→ Directions for this task:
Copy each line that contains the string "html", taking them from the material.

→ Input records:
════════════════
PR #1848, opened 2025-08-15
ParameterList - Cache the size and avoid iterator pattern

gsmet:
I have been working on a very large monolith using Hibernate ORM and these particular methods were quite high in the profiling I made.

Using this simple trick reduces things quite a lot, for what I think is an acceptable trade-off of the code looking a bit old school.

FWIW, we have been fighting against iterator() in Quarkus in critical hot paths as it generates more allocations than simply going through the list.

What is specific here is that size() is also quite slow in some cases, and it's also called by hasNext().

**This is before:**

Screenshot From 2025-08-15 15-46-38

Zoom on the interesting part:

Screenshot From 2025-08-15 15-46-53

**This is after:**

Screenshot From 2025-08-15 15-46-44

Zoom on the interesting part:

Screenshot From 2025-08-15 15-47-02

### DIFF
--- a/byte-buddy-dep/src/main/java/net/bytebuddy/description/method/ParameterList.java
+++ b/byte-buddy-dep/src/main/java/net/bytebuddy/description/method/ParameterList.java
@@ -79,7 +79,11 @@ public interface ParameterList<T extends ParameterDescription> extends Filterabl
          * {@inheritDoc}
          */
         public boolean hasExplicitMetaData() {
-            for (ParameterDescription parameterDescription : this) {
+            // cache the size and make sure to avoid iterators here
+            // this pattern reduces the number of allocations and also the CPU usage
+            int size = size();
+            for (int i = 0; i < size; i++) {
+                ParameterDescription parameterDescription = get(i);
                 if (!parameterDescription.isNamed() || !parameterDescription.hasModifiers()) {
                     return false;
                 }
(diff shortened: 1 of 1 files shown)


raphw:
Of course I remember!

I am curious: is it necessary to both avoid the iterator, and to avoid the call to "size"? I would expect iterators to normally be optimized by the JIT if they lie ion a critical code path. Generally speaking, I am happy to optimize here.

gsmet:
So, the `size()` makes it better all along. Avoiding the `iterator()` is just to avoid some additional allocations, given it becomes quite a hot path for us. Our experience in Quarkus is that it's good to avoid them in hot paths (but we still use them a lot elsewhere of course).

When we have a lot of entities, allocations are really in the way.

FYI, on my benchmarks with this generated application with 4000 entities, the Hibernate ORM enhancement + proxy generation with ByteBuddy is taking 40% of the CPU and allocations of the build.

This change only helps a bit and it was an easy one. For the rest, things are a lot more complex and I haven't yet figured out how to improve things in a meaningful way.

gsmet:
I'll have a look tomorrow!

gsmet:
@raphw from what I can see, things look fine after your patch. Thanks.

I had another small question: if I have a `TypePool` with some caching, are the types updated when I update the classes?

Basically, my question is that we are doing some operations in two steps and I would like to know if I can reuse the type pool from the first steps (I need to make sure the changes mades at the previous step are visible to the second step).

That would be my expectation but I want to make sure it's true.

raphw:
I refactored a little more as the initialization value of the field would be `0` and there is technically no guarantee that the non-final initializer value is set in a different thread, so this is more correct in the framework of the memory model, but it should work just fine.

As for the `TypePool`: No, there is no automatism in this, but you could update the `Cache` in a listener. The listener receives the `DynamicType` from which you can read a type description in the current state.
════════════════
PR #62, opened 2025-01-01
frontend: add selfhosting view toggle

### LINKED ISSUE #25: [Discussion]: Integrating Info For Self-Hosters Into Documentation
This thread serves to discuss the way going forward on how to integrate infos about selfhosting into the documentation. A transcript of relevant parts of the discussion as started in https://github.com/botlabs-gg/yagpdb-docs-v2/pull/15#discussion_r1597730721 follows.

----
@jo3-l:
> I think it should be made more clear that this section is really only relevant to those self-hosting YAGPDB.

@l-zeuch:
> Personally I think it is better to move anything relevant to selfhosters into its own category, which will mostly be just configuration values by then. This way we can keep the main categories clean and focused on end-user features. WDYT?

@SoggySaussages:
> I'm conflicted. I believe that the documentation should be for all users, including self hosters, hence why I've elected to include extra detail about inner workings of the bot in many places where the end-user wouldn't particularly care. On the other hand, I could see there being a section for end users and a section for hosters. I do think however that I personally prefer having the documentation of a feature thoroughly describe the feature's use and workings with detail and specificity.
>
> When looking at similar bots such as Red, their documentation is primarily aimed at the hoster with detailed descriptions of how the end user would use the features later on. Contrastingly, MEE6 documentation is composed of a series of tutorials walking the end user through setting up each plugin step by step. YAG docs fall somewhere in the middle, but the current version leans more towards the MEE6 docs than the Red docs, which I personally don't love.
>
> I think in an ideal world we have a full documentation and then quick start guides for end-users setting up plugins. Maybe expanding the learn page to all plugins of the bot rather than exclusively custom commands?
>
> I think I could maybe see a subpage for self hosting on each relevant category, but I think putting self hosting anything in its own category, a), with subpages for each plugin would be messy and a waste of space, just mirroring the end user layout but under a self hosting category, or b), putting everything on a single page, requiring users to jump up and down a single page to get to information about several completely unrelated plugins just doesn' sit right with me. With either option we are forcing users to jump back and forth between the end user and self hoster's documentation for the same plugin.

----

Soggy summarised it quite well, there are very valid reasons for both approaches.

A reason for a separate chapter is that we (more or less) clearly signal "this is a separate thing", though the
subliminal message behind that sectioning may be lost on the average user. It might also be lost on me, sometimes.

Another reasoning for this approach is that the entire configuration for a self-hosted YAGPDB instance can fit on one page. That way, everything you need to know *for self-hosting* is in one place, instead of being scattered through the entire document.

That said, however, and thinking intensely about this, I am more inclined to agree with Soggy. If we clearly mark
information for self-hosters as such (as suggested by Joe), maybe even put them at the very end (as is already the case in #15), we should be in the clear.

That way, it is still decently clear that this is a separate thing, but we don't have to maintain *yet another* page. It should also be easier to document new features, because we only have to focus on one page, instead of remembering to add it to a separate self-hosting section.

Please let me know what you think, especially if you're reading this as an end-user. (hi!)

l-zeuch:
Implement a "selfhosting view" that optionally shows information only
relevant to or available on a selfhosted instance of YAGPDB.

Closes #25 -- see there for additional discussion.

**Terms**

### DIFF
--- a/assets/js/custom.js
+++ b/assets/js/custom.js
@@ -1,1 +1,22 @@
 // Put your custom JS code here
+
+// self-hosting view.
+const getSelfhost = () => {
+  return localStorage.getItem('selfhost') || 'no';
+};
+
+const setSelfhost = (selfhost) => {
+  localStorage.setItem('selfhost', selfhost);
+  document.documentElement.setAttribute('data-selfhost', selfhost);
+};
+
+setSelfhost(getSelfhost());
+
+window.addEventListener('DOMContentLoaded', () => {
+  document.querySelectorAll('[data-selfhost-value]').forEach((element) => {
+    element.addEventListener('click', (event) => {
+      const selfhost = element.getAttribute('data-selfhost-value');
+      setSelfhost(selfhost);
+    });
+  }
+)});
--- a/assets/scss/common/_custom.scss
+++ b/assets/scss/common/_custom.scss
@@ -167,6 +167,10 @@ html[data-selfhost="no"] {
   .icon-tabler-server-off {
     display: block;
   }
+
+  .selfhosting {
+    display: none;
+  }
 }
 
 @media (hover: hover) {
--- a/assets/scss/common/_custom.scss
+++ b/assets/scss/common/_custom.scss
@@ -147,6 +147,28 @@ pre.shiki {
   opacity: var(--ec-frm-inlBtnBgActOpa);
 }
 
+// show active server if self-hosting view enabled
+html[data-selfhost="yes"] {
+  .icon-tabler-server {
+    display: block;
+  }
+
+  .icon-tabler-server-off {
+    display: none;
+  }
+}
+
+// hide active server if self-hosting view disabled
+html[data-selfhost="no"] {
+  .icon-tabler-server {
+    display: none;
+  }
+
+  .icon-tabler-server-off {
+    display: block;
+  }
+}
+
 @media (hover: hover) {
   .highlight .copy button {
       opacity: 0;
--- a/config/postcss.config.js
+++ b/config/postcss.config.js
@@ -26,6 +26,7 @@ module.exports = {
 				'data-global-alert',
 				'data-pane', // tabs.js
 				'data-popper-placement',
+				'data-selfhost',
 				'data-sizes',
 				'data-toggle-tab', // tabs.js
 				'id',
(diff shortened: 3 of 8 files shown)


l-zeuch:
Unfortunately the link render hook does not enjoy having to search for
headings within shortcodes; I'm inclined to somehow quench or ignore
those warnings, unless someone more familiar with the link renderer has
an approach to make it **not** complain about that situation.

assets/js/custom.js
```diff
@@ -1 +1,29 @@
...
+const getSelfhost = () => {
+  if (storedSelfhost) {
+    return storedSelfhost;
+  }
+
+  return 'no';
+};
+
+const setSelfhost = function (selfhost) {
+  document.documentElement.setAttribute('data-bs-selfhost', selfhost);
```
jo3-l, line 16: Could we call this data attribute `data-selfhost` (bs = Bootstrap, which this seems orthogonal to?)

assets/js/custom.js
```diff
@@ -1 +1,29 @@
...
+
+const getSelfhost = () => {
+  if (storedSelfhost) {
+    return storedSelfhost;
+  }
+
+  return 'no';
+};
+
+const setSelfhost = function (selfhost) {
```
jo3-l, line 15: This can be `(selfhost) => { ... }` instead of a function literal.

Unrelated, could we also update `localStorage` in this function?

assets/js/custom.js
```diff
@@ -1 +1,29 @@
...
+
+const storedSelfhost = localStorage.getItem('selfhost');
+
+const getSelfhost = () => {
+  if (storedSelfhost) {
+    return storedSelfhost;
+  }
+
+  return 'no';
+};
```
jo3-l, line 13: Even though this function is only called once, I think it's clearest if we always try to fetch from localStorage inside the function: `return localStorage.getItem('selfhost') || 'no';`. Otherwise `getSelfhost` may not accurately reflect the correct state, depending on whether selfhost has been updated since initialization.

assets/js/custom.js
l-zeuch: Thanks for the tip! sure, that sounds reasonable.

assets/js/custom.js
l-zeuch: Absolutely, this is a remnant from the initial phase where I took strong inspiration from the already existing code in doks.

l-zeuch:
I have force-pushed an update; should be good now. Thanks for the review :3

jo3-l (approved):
════════════════
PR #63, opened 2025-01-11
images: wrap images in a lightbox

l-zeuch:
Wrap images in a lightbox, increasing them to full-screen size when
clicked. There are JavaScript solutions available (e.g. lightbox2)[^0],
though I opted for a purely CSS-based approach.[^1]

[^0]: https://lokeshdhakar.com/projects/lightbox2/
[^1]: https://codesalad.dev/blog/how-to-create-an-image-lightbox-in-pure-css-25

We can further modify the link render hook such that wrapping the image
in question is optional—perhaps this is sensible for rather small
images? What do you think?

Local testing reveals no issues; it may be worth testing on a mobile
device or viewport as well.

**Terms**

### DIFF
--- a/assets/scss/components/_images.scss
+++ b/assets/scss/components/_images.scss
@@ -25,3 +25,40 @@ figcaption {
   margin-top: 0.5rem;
════════════════
→ Response area:
@@ -167,6 +167,10 @@ html[data-selfhost="no"] {
+html[data-selfhost="yes"] {
+html[data-selfhost="no"] {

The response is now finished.